Exercise details |
Every line below that holds "first" must be copied.

(Collected data)
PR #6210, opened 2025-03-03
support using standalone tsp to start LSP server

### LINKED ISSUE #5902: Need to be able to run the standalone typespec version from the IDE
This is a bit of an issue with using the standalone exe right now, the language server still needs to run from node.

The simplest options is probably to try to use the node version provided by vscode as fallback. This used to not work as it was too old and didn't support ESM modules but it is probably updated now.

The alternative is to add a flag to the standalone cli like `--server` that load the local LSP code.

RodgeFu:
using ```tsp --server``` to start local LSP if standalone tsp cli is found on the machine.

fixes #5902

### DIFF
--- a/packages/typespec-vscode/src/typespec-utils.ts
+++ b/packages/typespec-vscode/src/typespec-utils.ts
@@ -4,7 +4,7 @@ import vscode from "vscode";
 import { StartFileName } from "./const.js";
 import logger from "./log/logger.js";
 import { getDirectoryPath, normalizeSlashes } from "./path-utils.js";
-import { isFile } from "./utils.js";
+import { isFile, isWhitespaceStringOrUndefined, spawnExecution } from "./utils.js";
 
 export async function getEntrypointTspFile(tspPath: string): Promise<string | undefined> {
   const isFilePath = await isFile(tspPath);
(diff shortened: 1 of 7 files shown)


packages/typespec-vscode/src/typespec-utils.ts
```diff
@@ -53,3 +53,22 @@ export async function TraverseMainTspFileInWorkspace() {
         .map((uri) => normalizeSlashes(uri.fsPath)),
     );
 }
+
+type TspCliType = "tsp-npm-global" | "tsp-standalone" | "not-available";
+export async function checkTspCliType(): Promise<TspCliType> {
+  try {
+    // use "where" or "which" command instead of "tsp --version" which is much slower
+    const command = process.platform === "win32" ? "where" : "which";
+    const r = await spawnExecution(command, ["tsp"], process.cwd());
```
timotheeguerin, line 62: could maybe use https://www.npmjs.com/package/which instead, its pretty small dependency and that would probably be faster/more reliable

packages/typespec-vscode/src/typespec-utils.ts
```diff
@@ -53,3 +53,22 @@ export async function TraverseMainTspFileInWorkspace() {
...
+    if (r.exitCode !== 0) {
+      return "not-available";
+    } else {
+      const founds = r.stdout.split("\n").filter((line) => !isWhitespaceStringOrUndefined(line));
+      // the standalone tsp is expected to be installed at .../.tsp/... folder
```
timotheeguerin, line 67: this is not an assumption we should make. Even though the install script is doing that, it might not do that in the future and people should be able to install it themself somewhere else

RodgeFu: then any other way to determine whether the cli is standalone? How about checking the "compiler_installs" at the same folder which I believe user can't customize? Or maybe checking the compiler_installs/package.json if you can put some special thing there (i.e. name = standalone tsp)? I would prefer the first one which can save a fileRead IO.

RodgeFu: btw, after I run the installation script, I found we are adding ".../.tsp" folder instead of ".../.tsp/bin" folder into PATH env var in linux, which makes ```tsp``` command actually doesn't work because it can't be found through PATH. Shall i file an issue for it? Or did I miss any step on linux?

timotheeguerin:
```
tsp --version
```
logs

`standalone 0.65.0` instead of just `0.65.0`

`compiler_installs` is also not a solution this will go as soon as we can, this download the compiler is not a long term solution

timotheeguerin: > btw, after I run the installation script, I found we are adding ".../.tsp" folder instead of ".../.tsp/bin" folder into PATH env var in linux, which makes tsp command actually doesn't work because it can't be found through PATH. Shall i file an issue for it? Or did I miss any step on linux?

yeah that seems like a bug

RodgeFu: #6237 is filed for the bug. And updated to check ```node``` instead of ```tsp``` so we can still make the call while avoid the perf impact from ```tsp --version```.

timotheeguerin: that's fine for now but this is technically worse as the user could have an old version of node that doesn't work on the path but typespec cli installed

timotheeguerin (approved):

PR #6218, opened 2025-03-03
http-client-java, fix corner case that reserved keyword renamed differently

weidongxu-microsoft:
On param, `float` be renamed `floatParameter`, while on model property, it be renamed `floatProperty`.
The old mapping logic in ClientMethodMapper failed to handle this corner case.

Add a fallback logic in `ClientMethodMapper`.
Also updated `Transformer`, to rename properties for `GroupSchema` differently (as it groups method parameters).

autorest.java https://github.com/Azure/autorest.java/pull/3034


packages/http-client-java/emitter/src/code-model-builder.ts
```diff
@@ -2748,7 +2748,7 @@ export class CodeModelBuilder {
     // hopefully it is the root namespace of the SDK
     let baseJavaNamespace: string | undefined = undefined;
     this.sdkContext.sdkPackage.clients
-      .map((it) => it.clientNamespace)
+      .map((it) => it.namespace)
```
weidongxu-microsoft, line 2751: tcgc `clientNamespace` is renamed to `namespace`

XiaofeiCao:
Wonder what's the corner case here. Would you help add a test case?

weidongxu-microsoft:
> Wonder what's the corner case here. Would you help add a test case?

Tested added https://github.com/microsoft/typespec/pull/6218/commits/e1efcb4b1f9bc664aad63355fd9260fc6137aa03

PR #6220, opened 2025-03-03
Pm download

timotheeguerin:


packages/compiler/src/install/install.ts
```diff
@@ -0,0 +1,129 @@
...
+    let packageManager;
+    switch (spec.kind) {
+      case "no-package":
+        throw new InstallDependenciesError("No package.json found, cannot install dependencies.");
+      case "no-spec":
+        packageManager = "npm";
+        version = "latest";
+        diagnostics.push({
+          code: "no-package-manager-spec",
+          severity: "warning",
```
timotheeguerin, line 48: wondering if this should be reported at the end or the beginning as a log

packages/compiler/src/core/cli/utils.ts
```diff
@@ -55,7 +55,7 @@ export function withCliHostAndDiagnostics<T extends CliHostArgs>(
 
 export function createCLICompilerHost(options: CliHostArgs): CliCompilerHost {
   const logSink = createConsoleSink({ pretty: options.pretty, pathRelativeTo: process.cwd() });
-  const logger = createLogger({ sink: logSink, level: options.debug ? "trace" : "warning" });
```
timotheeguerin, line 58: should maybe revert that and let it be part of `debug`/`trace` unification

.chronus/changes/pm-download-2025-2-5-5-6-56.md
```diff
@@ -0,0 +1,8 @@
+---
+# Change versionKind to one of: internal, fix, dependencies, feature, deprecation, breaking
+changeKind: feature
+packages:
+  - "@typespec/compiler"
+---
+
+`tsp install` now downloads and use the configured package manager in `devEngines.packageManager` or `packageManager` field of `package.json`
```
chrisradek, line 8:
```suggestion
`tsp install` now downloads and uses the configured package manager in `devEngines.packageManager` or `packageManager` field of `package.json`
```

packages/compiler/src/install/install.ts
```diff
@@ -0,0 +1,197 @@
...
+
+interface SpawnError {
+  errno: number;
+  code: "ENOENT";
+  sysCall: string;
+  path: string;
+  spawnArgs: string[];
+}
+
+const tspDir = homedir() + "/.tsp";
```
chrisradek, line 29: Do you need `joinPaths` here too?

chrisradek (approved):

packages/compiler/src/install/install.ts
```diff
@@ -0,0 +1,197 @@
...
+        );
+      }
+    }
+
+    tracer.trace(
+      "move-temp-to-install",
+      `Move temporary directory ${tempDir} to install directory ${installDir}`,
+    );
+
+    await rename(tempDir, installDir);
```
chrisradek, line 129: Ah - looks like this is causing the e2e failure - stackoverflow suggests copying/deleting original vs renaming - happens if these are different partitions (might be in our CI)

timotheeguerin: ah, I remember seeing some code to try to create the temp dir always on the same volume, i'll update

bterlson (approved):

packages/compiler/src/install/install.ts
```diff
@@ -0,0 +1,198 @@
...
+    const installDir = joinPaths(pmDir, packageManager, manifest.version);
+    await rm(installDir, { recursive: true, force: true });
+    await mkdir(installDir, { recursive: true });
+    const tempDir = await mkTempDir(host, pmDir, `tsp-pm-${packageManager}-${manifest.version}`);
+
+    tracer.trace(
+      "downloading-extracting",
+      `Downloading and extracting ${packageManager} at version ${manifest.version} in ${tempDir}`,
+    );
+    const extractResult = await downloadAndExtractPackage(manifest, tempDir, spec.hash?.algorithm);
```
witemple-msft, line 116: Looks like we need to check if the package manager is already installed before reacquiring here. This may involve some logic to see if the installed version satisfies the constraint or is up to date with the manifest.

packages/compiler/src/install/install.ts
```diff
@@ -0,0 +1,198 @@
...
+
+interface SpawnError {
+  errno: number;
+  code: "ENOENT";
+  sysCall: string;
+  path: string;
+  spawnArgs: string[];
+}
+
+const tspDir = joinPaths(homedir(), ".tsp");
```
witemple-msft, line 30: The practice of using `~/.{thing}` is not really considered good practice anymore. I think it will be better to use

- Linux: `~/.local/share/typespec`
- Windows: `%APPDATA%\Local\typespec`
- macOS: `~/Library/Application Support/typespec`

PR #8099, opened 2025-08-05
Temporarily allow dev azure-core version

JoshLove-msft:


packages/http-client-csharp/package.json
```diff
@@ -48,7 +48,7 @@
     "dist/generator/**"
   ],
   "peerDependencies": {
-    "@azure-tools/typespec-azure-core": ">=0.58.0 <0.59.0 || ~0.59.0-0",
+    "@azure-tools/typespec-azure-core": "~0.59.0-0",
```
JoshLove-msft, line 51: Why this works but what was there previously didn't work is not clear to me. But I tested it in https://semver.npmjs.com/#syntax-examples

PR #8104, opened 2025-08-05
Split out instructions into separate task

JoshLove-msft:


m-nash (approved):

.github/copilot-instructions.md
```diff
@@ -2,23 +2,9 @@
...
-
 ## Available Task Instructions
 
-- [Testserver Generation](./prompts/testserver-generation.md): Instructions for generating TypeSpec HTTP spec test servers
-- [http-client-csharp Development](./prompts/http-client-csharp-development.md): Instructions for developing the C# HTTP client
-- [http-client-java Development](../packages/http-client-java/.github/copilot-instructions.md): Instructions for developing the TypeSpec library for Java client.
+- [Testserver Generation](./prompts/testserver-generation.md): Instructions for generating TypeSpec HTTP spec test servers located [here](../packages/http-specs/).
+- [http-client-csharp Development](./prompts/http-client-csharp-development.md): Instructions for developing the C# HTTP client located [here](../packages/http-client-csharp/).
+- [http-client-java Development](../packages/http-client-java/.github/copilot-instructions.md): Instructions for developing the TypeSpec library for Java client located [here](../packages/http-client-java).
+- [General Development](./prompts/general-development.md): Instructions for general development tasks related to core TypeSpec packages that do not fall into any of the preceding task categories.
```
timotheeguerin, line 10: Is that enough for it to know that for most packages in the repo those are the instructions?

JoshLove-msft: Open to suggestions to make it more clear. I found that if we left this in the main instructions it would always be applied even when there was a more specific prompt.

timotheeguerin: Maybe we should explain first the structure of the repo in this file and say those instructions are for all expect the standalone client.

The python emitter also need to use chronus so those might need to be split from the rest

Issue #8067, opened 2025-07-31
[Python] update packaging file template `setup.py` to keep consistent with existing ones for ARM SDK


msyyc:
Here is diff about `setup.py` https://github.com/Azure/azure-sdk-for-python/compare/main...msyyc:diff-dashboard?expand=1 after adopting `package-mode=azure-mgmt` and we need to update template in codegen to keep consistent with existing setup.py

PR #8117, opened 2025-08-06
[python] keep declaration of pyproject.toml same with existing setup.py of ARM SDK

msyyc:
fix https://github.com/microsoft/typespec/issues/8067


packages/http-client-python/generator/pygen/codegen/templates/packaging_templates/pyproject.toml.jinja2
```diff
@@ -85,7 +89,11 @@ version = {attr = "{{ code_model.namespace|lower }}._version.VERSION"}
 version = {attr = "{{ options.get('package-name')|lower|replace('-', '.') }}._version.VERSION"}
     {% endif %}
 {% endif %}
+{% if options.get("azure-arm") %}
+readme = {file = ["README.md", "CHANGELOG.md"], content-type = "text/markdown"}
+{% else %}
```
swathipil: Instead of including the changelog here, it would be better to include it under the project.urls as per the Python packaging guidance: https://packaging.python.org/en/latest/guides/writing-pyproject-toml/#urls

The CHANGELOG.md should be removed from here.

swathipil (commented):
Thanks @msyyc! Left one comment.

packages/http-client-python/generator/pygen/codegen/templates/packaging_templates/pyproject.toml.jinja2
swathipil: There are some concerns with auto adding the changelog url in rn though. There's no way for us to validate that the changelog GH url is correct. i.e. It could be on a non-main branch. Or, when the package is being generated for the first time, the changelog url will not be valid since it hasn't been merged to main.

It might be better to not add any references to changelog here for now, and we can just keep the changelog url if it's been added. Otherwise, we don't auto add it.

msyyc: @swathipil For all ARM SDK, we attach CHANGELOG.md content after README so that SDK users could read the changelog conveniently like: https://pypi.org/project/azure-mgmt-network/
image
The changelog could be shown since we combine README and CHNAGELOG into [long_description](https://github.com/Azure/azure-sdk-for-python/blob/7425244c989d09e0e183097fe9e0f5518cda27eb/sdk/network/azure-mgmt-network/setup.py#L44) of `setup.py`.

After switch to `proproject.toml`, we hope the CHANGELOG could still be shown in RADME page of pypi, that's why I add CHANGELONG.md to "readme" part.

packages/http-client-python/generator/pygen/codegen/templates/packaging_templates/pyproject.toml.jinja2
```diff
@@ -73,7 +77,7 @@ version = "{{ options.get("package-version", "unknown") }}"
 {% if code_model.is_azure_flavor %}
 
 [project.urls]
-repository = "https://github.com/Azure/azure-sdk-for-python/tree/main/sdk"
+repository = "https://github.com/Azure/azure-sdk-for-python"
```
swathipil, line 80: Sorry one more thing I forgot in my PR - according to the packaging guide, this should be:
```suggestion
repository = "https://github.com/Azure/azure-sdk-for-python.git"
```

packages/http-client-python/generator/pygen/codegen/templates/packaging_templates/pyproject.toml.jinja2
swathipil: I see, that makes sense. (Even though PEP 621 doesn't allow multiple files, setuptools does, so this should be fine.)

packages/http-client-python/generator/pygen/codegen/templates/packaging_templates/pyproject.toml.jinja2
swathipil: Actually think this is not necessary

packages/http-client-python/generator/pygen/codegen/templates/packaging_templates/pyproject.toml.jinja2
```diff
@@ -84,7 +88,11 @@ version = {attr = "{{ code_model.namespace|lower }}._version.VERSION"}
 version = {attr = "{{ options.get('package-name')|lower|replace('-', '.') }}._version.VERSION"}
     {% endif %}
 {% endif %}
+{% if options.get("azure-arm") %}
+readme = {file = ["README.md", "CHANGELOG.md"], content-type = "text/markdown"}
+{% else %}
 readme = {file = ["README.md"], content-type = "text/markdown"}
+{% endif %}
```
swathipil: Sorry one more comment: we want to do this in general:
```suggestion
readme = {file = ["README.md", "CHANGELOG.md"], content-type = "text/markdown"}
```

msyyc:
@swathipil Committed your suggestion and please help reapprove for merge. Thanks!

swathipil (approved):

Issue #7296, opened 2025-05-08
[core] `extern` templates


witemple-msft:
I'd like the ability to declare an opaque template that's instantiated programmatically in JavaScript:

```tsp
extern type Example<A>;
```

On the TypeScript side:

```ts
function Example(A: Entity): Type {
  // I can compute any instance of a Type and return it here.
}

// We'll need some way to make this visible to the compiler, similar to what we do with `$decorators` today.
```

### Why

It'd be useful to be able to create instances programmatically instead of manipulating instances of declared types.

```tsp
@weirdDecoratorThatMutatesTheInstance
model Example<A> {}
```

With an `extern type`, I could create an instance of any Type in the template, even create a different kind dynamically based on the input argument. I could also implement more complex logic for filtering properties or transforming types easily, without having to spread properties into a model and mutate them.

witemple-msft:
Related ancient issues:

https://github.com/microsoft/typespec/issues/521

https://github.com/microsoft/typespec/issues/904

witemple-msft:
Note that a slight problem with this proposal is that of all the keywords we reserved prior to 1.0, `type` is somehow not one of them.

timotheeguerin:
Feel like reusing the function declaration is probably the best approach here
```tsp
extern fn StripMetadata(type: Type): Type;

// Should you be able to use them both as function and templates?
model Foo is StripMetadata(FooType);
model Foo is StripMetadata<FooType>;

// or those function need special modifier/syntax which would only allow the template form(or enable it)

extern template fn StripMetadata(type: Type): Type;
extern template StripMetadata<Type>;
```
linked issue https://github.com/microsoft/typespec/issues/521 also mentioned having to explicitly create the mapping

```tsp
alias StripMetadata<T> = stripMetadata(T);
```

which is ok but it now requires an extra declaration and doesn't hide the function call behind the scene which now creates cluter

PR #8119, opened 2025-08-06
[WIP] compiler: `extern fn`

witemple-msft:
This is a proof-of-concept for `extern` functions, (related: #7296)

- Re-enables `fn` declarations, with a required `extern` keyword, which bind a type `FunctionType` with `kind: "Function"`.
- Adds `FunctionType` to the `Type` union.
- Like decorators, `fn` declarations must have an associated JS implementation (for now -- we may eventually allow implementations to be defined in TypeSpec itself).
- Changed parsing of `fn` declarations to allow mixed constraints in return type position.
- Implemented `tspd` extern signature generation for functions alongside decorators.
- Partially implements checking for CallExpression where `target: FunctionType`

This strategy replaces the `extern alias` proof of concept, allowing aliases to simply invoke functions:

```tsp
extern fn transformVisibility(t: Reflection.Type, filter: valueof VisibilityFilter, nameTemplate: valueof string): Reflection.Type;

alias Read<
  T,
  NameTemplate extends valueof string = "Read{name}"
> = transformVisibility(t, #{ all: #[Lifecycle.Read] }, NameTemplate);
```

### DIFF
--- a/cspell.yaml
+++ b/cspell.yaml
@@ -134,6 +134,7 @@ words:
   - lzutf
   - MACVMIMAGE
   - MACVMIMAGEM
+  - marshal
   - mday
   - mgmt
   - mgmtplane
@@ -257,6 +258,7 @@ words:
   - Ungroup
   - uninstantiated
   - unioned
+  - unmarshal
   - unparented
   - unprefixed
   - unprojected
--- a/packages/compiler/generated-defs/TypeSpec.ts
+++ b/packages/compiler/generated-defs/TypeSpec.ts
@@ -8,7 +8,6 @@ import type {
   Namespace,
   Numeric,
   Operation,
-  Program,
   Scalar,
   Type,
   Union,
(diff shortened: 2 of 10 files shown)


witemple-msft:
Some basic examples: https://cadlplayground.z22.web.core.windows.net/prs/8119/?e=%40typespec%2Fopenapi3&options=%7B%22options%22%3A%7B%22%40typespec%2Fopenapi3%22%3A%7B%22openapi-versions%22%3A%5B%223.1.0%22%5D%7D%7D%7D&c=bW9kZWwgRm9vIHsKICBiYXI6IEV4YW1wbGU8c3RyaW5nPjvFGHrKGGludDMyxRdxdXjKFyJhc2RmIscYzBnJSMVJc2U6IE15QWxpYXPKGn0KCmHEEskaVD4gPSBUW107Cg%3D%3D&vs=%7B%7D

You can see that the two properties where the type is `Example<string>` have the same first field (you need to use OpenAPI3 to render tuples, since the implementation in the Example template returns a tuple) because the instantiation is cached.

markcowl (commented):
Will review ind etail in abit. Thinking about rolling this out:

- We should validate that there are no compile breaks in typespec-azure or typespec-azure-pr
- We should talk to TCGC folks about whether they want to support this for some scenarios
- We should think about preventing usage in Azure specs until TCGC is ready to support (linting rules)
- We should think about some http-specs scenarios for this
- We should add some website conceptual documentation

Your response |
RodgeFu: then any other way to determine whether the cli is standalone? How about checking the "compiler_installs" at the same folder which I believe user can't customize? Or maybe checking the compiler_installs/package.json if you can put some special thing there (i.e. name = standalone tsp)? I would prefer the first one which can save a fileRead IO.
timotheeguerin: Maybe we should explain first the structure of the repo in this file and say those instructions are for all expect the standalone client.
swathipil: There are some concerns with auto adding the changelog url in rn though. There's no way for us to validate that the changelog GH url is correct. i.e. It could be on a non-main branch. Or, when the package is being generated for the first time, the changelog url will not be valid since it hasn't been merged to main.
You can see that the two properties where the type is `Example<string>` have the same first field (you need to use OpenAPI3 to render tuples, since the implementation in the Example template returns a tuple) because the instantiation is cached.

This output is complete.